Once the data is in the journal, we set bit R5_InCache, and
presue bio_endio for these writes.

The reclaim path starts by setting STRIPE_R5C_FROZEN. This makes
the stripe into reclaim. If some write operation arrives at this
time, it will be handled as raid5 journal (calculate parity,
write to jorunal, write to disks, bio_endio).

Once frozen, the stripe is sent back to raid5 state machine,
where handle_stripe_dirtying will evaluate the stripe for
reconstruct writes or RMW writes (read data and calculate parity).
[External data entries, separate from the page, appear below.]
PR #70576, opened 2026-07-28
Fix DateTimeSensorAsync crash on templated target_time with start_from_trigger (real fix, closes #70284)

### LINKED ISSUE #70284: DateTimeSensorAsync crashes Dag parsing with templated target_time + start_from_trigger=True

nanjeshramesh:
`DateTimeSensorAsync.__init__` calls `timezone.parse(self.target_time)` at Dag-parse time
when `start_from_trigger=True`, before Jinja rendering has happened. `target_time` is a
documented template field (e.g. `"{{ data_interval_end.tomorrow().replace(hour=1) }}"`), so
passing a template — the field's normal, documented use case — raises a raw
`pendulum.parsing.exceptions.ParserError` right there, crashing parsing of the **entire Dag
file**, not just the one task.

## Relation to #70310 and #70469

Both prior attempts at this issue (#70310 by @haseebmalik18, #70469 by @burakcoleman) catch
the parse failure in `__init__` and raise a clearer `ValueError` instead of the raw
`ParserError`. That's a real improvement to the error message, but as reviewers on both PRs
pointed out, it doesn't fix the crash — the Dag still fails to parse whenever
`start_from_trigger=True` and `target_time` is a template.

This PR takes the approach @haseebmalik18 outlined in the #70310 review discussion: defer
resolving `target_time` until the triggerer can render it, the same way `FileSensor` already
handles a templated `filepath`.

## What this PR does

On Airflow >= 3.3, instead of parsing `target_time` at Dag-parse time, the raw (unrendered)
template string is passed straight through to `DateTimeTrigger` via
`start_trigger_args.trigger_kwargs` under the key `"target_time"` — which matches
`DateTimeSensor.template_fields`. `BaseTrigger`'s `task_instance` setter already picks up any
`trigger_kwargs` key that matches an operator template field (see
`airflow.triggers.base.BaseTrigger`), and `TriggererJobRunner.run_trigger` calls
`render_template_fields()` on the trigger before invoking `run()` — this is exactly the
mechanism introduced in #55068 and that `FileSensor` already relies on for `filepath`.

`DateTimeTrigger` now accepts either a resolved `moment` (unchanged, existing behavior) or a
raw `target_time` string. In the latter case, `moment` starts as `None` and is lazily parsed
from `target_time` the first time it's needed (`run()` or `serialize()`), by which point the
triggerer has already rendered the template in place.

On Airflow < 3.3, that triggerer-side rendering mechanism doesn't exist yet, so a templated
`target_time` can never be resolved via `start_from_trigger`. Rather than crash Dag parsing on
every parse cycle, `start_from_trigger` is disabled with a `log.warning`, and the task falls
back to deferring from the worker via `execute()` instead — at that point `target_time` has
already been rendered normally by the scheduler/worker, so it works correctly, just without
the trigger-only optimization.

Static/ISO `target_time` values are completely unaffected on any version.

## Testing

- Added unit tests in `test_temporal.py` covering: `DateTimeTrigger` accepting an unrendered
  `target_time` at construction without raising, resolving it once rendered, raising a clear
  error if it's still unrendered when needed, rejecting both/neither of `moment`/`target_time`,
  and a full simulated triggerer flow (construct with raw template → `render_template_fields`
  → `run()`) that fires at the correct time.
- Added unit tests in `test_date_time.py` covering `DateTimeSensorAsync.__init__` branching on
  `AIRFLOW_V_3_3_PLUS` for a templated `target_time`, and confirming a static `target_time`
  behaves identically regardless of that flag.
- Ran the exact reproduction script from #70284: confirmed it raises
  `pendulum.parsing.exceptions.ParserError` on `main`, and parses cleanly with this fix.
- Full existing test suites for both files pass (32/32), no regressions.
- `ruff check` / `ruff format --diff` clean on all changed files.

closes: #70284
Related: #70310, #70469, #55068, #69610

### DIFF
--- a/providers/standard/src/airflow/providers/standard/sensors/date_time.py
+++ b/providers/standard/src/airflow/providers/standard/sensors/date_time.py
@@ -24,7 +24,7 @@ from typing import TYPE_CHECKING, Any, NoReturn
 
 from airflow.providers.common.compat.sdk import BaseSensorOperator, timezone
 from airflow.providers.standard.triggers.temporal import DateTimeTrigger
-from airflow.providers.standard.version_compat import AIRFLOW_V_3_0_PLUS
+from airflow.providers.standard.version_compat import AIRFLOW_V_3_0_PLUS, AIRFLOW_V_3_3_PLUS
 from airflow.triggers.base import StartTriggerArgs
 
 if TYPE_CHECKING:
@@ -89,6 +89,10 @@ class DateTimeSensorAsync(DateTimeSensor):
 
     :param target_time: datetime after which the job succeeds. (templated)
     :param start_from_trigger: Start the task directly from the triggerer without going into the worker.
+        This requires either a static ``target_time`` (a datetime or ISO-8601 string) or, on
+        Airflow >= 3.3, a templated ``target_time`` that the triggerer can render before the trigger
+        runs. On earlier Airflow versions a templated ``target_time`` cannot be resolved this way, so
+        ``start_from_trigger`` is disabled with a warning and the task defers from the worker instead.
     :param trigger_kwargs: The keyword arguments passed to the trigger when start_from_trigger is set to True
         during dynamic task mapping. This argument is not used in standard usage.
     :param end_from_trigger: End the task directly from the triggerer without going into the worker.
@@ -116,16 +120,53 @@ class DateTimeSensorAsync(DateTimeSensor):
 
         self.start_from_trigger = start_from_trigger
         if self.start_from_trigger:
+            try:
+                moment = self._moment
+            except ValueError:
+                # target_time couldn't be parsed as a static datetime at Dag-parse time. This is
+                # the normal, documented case of target_time being a Jinja template, e.g.
+                # "{{ data_interval_end.tomorrow().replace(hour=1) }}" -- not necessarily bad input.
+                moment = None
+
             # Replaced rather than mutated: ``start_trigger_args`` is a class attribute, so
             # assigning through it would overwrite the arguments of every other task built
             # from this operator.
-            self.start_trigger_args = dataclasses.replace(
-                self.start_trigger_args,
-                trigger_kwargs=dict(
-                    moment=self._moment,
-                    end_from_trigger=self.end_from_trigger,
-                ),
-            )
+            if moment is not None:
+                self.start_trigger_args = dataclasses.replace(
+                    self.start_trigger_args,
+                    trigger_kwargs=dict(
+                        moment=moment,
+                        end_from_trigger=self.end_from_trigger,
+                    ),
+                )
+            elif AIRFLOW_V_3_3_PLUS:
+                # Hand the raw template string to the trigger under the same name as this
+                # operator's template field ("target_time"). The triggerer renders any
+                # start_trigger_args kwarg whose name matches an operator template field before
+                # running the trigger (see BaseTrigger.task_instance / render_template_fields),
+                # the same mechanism FileSensor relies on for a templated `filepath`.
+                self.start_trigger_args = dataclasses.replace(
+                    self.start_trigger_args,
+                    trigger_kwargs=dict(
+                        target_time=self.target_time,
+                        end_from_trigger=self.end_from_trigger,
+                    ),
+                )
+            else:
+                # Airflow < 3.3 triggerers can't render template fields on a trigger before it
+                # runs, so a templated target_time can never be resolved via start_from_trigger.
+                # Falling back to the normal worker-deferred path (execute()) avoids crashing Dag
+                # parsing on every parse cycle; execute() runs after the scheduler/worker has
+                # already rendered target_time normally.
+                self.log.warning(
+                    "start_from_trigger=True requires a static target_time on Airflow < 3.3, but "
+                    "%r looks like a template for task %r. Disabling start_from_trigger and "
+                    "deferring from the worker instead. Upgrade to Airflow >= 3.3 to defer "
+                    "directly from the triggerer with a templated target_time.",
+                    self.target_time,
+                    self.task_id,
+                )
+                self.start_from_trigger = False
 
     def execute(self, context: Context) -> NoReturn:
         self.defer(
--- a/providers/standard/src/airflow/providers/standard/sensors/date_time.py
+++ b/providers/standard/src/airflow/providers/standard/sensors/date_time.py
@@ -122,15 +122,11 @@ class DateTimeSensorAsync(DateTimeSensor):
                 moment = self._moment
             except ValueError:
                 if not self._looks_like_template(self.target_time):
-                    # Not a template, and not parseable either -- this is genuinely invalid
-                    # input (e.g. "not-a-date"), so fail fast instead of silently deferring to
-                    # a trigger that could never resolve it either.
+                    # genuinely invalid input (e.g. "not-a-date"), not a template: fail fast
                     raise
                 moment = None
 
-            # Replaced rather than mutated: ``start_trigger_args`` is a class attribute, so
-            # assigning through it would overwrite the arguments of every other task built
-            # from this operator.
+            # start_trigger_args is a class attribute, so replace it rather than mutate it
             if moment is not None:
                 self.start_trigger_args = dataclasses.replace(
                     self.start_trigger_args,
--- a/providers/standard/src/airflow/providers/standard/sensors/date_time.py
+++ b/providers/standard/src/airflow/providers/standard/sensors/date_time.py
@@ -88,11 +88,9 @@ class DateTimeSensorAsync(DateTimeSensor):
     It is a drop-in replacement for DateTimeSensor.
 
     :param target_time: datetime after which the job succeeds. (templated)
-    :param start_from_trigger: Start the task directly from the triggerer without going into the worker.
-        This requires either a static ``target_time`` (a datetime or ISO-8601 string) or, on
-        Airflow >= 3.3, a templated ``target_time`` that the triggerer can render before the trigger
-        runs. On earlier Airflow versions a templated ``target_time`` cannot be resolved this way, so
-        ``start_from_trigger`` is disabled with a warning and the task defers from the worker instead.
+    :param start_from_trigger: Start the task directly from the triggerer instead of a worker.
+        Supports static ``target_time`` values and, on Airflow >= 3.3, templated
+        ``target_time`` values.
     :param trigger_kwargs: The keyword arguments passed to the trigger when start_from_trigger is set to True
         during dynamic task mapping. This argument is not used in standard usage.
     :param end_from_trigger: End the task directly from the triggerer without going into the worker.
@@ -123,9 +121,11 @@ class DateTimeSensorAsync(DateTimeSensor):
             try:
                 moment = self._moment
             except ValueError:
-                # target_time couldn't be parsed as a static datetime at Dag-parse time. This is
-                # the normal, documented case of target_time being a Jinja template, e.g.
-                # "{{ data_interval_end.tomorrow().replace(hour=1) }}" -- not necessarily bad input.
+                if not self._looks_like_template(self.target_time):
+                    # Not a template, and not parseable either -- this is genuinely invalid
+                    # input (e.g. "not-a-date"), so fail fast instead of silently deferring to
+                    # a trigger that could never resolve it either.
+                    raise
                 moment = None
 
             # Replaced rather than mutated: ``start_trigger_args`` is a class attribute, so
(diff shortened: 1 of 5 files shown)


providers/standard/src/airflow/providers/standard/sensors/date_time.py
```diff
@@ -115,10 +119,44 @@ def __init__(
...
-                moment=self._moment,
-                end_from_trigger=self.end_from_trigger,
-            )
+            try:
+                moment = self._moment
+            except ValueError:
+                # target_time couldn't be parsed as a static datetime at Dag-parse time. This is
+                # the normal, documented case of target_time being a Jinja template, e.g.
+                # "{{ data_interval_end.tomorrow().replace(hour=1) }}" -- not necessarily bad input.
+                moment = None
```
SameerMesiah97, line 128: This catches all `ValueErrors `and treats them as if the value were simply "not yet renderable". Is that intentional? For example, an invalid static value like "not-a-date" would now follow the same path as an unresolved Jinja template. Should those cases be distinguished so genuinely invalid input still fails eagerly?

providers/standard/src/airflow/providers/standard/sensors/date_time.py
```diff
@@ -88,6 +88,10 @@ class DateTimeSensorAsync(DateTimeSensor):
 
     :param target_time: datetime after which the job succeeds. (templated)
     :param start_from_trigger: Start the task directly from the triggerer without going into the worker.
+        This requires either a static ``target_time`` (a datetime or ISO-8601 string) or, on
+        Airflow >= 3.3, a templated ``target_time`` that the triggerer can render before the trigger
+        runs. On earlier Airflow versions a templated ``target_time`` cannot be resolved this way, so
+        ``start_from_trigger`` is disabled with a warning and the task defers from the worker instead.
```
SameerMesiah97: This can be more concise. Please see the below:

```
:param start_from_trigger: Start the task directly from the triggerer instead of a worker.
    Supports static ``target_time`` values and, on Airflow >= 3.3, templated
    ``target_time`` values.
```

providers/standard/src/airflow/providers/standard/sensors/date_time.py
```diff
@@ -115,10 +119,44 @@ def __init__(
...
+                self.start_trigger_args.trigger_kwargs = dict(
+                    moment=moment,
+                    end_from_trigger=self.end_from_trigger,
+                )
+            elif AIRFLOW_V_3_3_PLUS:
+                # Hand the raw template string to the trigger under the same name as this
+                # operator's template field ("target_time"). The triggerer renders any
+                # start_trigger_args kwarg whose name matches an operator template field before
+                # running the trigger (see BaseTrigger.task_instance / render_template_fields),
+                # the same mechanism FileSensor relies on for a templated `filepath`.
```
SameerMesiah97: The comment is too long. Please see the below;

```
# Pass the unresolved template to the trigger. On Airflow >= 3.3 the
# triggerer renders trigger kwargs that correspond to template fields before
# starting the trigger.
```

providers/standard/src/airflow/providers/standard/sensors/date_time.py
```diff
@@ -115,10 +119,44 @@ def __init__(
...
+                self.start_trigger_args.trigger_kwargs = dict(
+                    target_time=self.target_time,
+                    end_from_trigger=self.end_from_trigger,
+                )
+            else:
+                # Airflow < 3.3 triggerers can't render template fields on a trigger before it
+                # runs, so a templated target_time can never be resolved via start_from_trigger.
+                # Falling back to the normal worker-deferred path (execute()) avoids crashing Dag
+                # parsing on every parse cycle; execute() runs after the scheduler/worker has
+                # already rendered target_time normally.
```
SameerMesiah97: Is this comment needed? Looks like the warning message communicates the necessary information. I think this comment can be removed or trimmed.

providers/standard/src/airflow/providers/standard/triggers/temporal.py
```diff
@@ -37,24 +37,77 @@ class DateTimeTrigger(BaseTrigger):
...
     :param moment: when to yield event
+    :param target_time: a Jinja-templated ``target_time`` string that has not yet been rendered.
+        Used instead of ``moment`` only when this trigger is created via ``start_from_trigger`` with
+        a ``target_time`` that could not be resolved to a concrete datetime at Dag-parse time (i.e.
+        it is a template).
+        Mutually exclusive with ``moment``. ``target_time`` is one of ``DateTimeSensor``'s
+        ``template_fields``, so the triggerer renders it in place (see
+        ``BaseTrigger.render_template_fields``) before ``run()`` is invoked; it is then parsed into
+        ``moment`` on first use. This mirrors how ``FileSensor`` defers rendering of a templated
+        ``filepath`` to the triggerer.
```
SameerMesiah97: This is too long as well. Please see the below:

```
:param target_time: Templated ``target_time`` value to resolve when the trigger
    runs. Used instead of ``moment`` when the target time cannot be determined
    during operator initialization. Mutually exclusive with ``moment``.
```

providers/standard/src/airflow/providers/standard/triggers/temporal.py
```diff
@@ -37,24 +37,77 @@ class DateTimeTrigger(BaseTrigger):
...
-        self.moment: pendulum.DateTime = timezone.convert_to_utc(moment)
-        self.end_from_trigger = end_from_trigger
+        self.moment = timezone.convert_to_utc(moment)
+
+    def _resolve_moment(self) -> pendulum.DateTime:
+        """Return ``moment``, parsing it from a (by now rendered) ``target_time`` if needed."""
+        if self.moment is not None:
+            return self.moment
+        if not self.target_time:
+            raise TypeError("DateTimeTrigger requires either 'moment' or 'target_time' to be set")
```
SameerMesiah97, line 82: Why duplicate the validation logic in the constructor here? Will it not be guaranteed that `moment` or `target_time` is set by the time `_resolve_moment` is called?

providers/standard/src/airflow/providers/standard/triggers/temporal.py
```diff
@@ -37,24 +37,77 @@ class DateTimeTrigger(BaseTrigger):
...
+        return self.moment
 
     def serialize(self) -> tuple[str, dict[str, Any]]:
+        # `target_time` is deliberately not round-tripped here: it is folded into a concrete
+        # `moment` by `_resolve_moment()` before serialization, the same way `TimeDeltaTrigger`
+        # folds `delta` into `moment` (see the exclusion for this class in
+        # scripts/ci/prek/check_trigger_serialize_init.py). By the time serialize() is called,
+        # target_time has either already been rendered by the triggerer (see
+        # BaseTrigger.render_template_fields) or resolution raises a clear error -- there is no
+        # unrendered template left to preserve.
```
SameerMesiah97: Not sure if this comment is needed. The code is self-explanatory.

providers/standard/tests/unit/standard/sensors/test_date_time.py
```diff
@@ -157,3 +157,54 @@ def test_async_start_from_trigger_localizes_naive_datetime(self):
...
+    def test_async_start_from_trigger_static_target_time_pre_3_3_unaffected(self):
+        """A static target_time must keep working identically regardless of AIRFLOW_V_3_3_PLUS."""
+        op = DateTimeSensorAsync(
+            task_id="async_static_pre_3_3",
+            target_time="2020-01-01T00:00:00+00:00",
+            start_from_trigger=True,
+            dag=self.dag,
+        )
+        assert op.start_from_trigger is True
+        assert op.start_trigger_args.trigger_kwargs["moment"] == pendulum.parse("2020-01-01T00:00:00+00:00")
```
SameerMesiah97, line 210: Would it be worth adding a test for a non-templated bt invalid `target_time` (e.g. "not-a-date") so the expected behaviour for genuinely invalid input is explicit?

SameerMesiah97 (commented):
Looks good to me overall. But I would go through the diff again and see if any docstrings/comments could be shortened/removed. I have pointed a few of them that I felt were a bit too verbose but there are certainly others that can be more concise.

CI needs to be triggered

nanjeshramesh:
Thanks for the thorough review!

**On the `except ValueError` catch-all** — good catch, that was a real gap. A genuinely invalid static `target_time` (e.g. `"not-a-date"`) was being treated the same as an unrendered Jinja template and silently deferred instead of failing at Dag-parse time like before. Fixed by checking for actual Jinja delimiters (`{{`/`{%`) before assuming "unrendered template" — anything else re-raises immediately. Added `test_async_start_from_trigger_invalid_static_target_time_fails_fast` to cover it.

**On `_resolve_moment`'s validation check** — `__init__` does guarantee one of `moment`/`target_time` is set, so this is only a defensive guard against `target_time` being cleared after construction (rather than surfacing a confusing `AttributeError` later). Added a comment explaining that instead of removing it.

**Docstrings/comments** — trimmed all of them to roughly your suggested wording (the `start_from_trigger` param doc, the template-hand-off comment, the pre-3.3 fallback comment, the `target_time` param doc on `DateTimeTrigger`, and the `serialize()` comment).

Pushed as three commits: fail-fast fix + trimmed docs, further comment trims, and the new test.

nanjeshramesh:
Thanks for taking another look. Trimmed the two you called out: removed the `_resolve_moment` defensive-guard explanation (agreed, the code speaks for itself there) and shortened the invalid-input comment to one line. Let me know if there's anything else that still reads as excessive.

Also flagging: CI needs a maintainer to re-approve since this is a fork PR (that label seems to get cleared on every push).

nanjeshramesh:
Just checking in, it's been a few days since my last update. Happy to make any further changes if there's more feedback, and flagging again in case it got lost: the fork-PR CI approval seems to still be pending, so the checks haven't actually run since the last push.

providers/standard/src/airflow/providers/standard/sensors/date_time.py
```diff
@@ -116,16 +118,49 @@ def __init__(
...
-                trigger_kwargs=dict(
-                    moment=self._moment,
-                    end_from_trigger=self.end_from_trigger,
-                ),
-            )
+            try:
+                moment = self._moment
+            except ValueError:
+                if not self._looks_like_template(self.target_time):
+                    # genuinely invalid input (e.g. "not-a-date"), not a template: fail fast
```
Lee-W:
```suggestion
```

Lee-W: I don't think we need this comment

providers/standard/src/airflow/providers/standard/sensors/date_time.py
```diff
@@ -116,16 +118,49 @@ def __init__(
...
+                    "directly from the triggerer with a templated target_time.",
+                    self.target_time,
+                    self.task_id,
+                )
+                self.start_from_trigger = False
+
+    @staticmethod
+    def _looks_like_template(target_time: Any) -> bool:
+        """Whether ``target_time`` contains unrendered Jinja delimiters."""
+        return isinstance(target_time, str) and ("{{" in target_time or "{%" in target_time)
```
Lee-W: let's also check }} and %}

providers/standard/src/airflow/providers/standard/sensors/date_time.py
nanjeshramesh: Agreed, removed.

providers/standard/src/airflow/providers/standard/sensors/date_time.py
nanjeshramesh: Good catch, added. Also added a test covering a target_time with only a closing delimiter (no opening one) to prove it's still treated as template-shaped rather than genuinely invalid.

nanjeshramesh:
@Lee-W I've addressed your three comments: removed the extra comment and added `}}` and `%}` to the template check, with a test for a closing-only delimiter. Since this is a fork PR, CI needs a maintainer to approve the run before it will execute. Could you trigger it when you have a moment?

nanjeshramesh:
Closing this as superseded: #72659 merged on Sep 20 and fixes #70284 by falling back to the worker path for templated targets, which covers the crash this PR was written for. Thanks @Lee-W and @SameerMesiah97 for the reviews.

The one thing this PR did beyond that was keep `start_from_trigger` working for templated `target_time` on Airflow 3.3+ by handing the template to the trigger to render. If that is something the project wants, I am happy to open a small follow-up on top of #72659, but I do not want to leave a conflicting PR open for it, so I will only do that if someone asks.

For RMW, the code allocates an extra page for each data block
being updated.  This is stored in r5dev->page and the old data
is read into it.  Then the prexor calculation subtracts ->page
from the parity block, and the reconstruct calculation adds the
->orig_page data back into the parity block.

r5cache naturally excludes SkipCopy. With R5_Wantcache bit set,
async_copy_data will not skip copy.

Before writing data to RAID disks, the r5l_log logic stores
parity (and non-overwrite data) to the journal.

Instead of inactive_list, stripes with cached data are tracked in
r5conf->r5c_cached_list. r5conf->r5c_cached_stripes tracks how
many stripes has dirty data in the cache.

There are some known limitations of the cache implementation:

1. Write cache only covers full page writes (R5_OVERWRITE). Writes
   of smaller granularity are write through.
2. Only one log io (sh->log_io) for each stripe at anytime. Later
   writes for the same stripe have to wait. This can be improved by
   moving log_io to r5dev.
3. When use with bitmap, there is a deadlock in add_stripe_bio =>
   bitmap_startwrite.

Signed-off-by: Song Liu <songliubraving@fb.com>
Signed-off-by: Shaohua Li <shli@fb.com>
---
 drivers/md/raid5-cache.c | 271 +++++++++++++++++++++++++++++++++++++++++++++--
 drivers/md/raid5.c       | 164 ++++++++++++++++++++++++----
 drivers/md/raid5.h       |  25 ++++-
 3 files changed, 429 insertions(+), 31 deletions(-)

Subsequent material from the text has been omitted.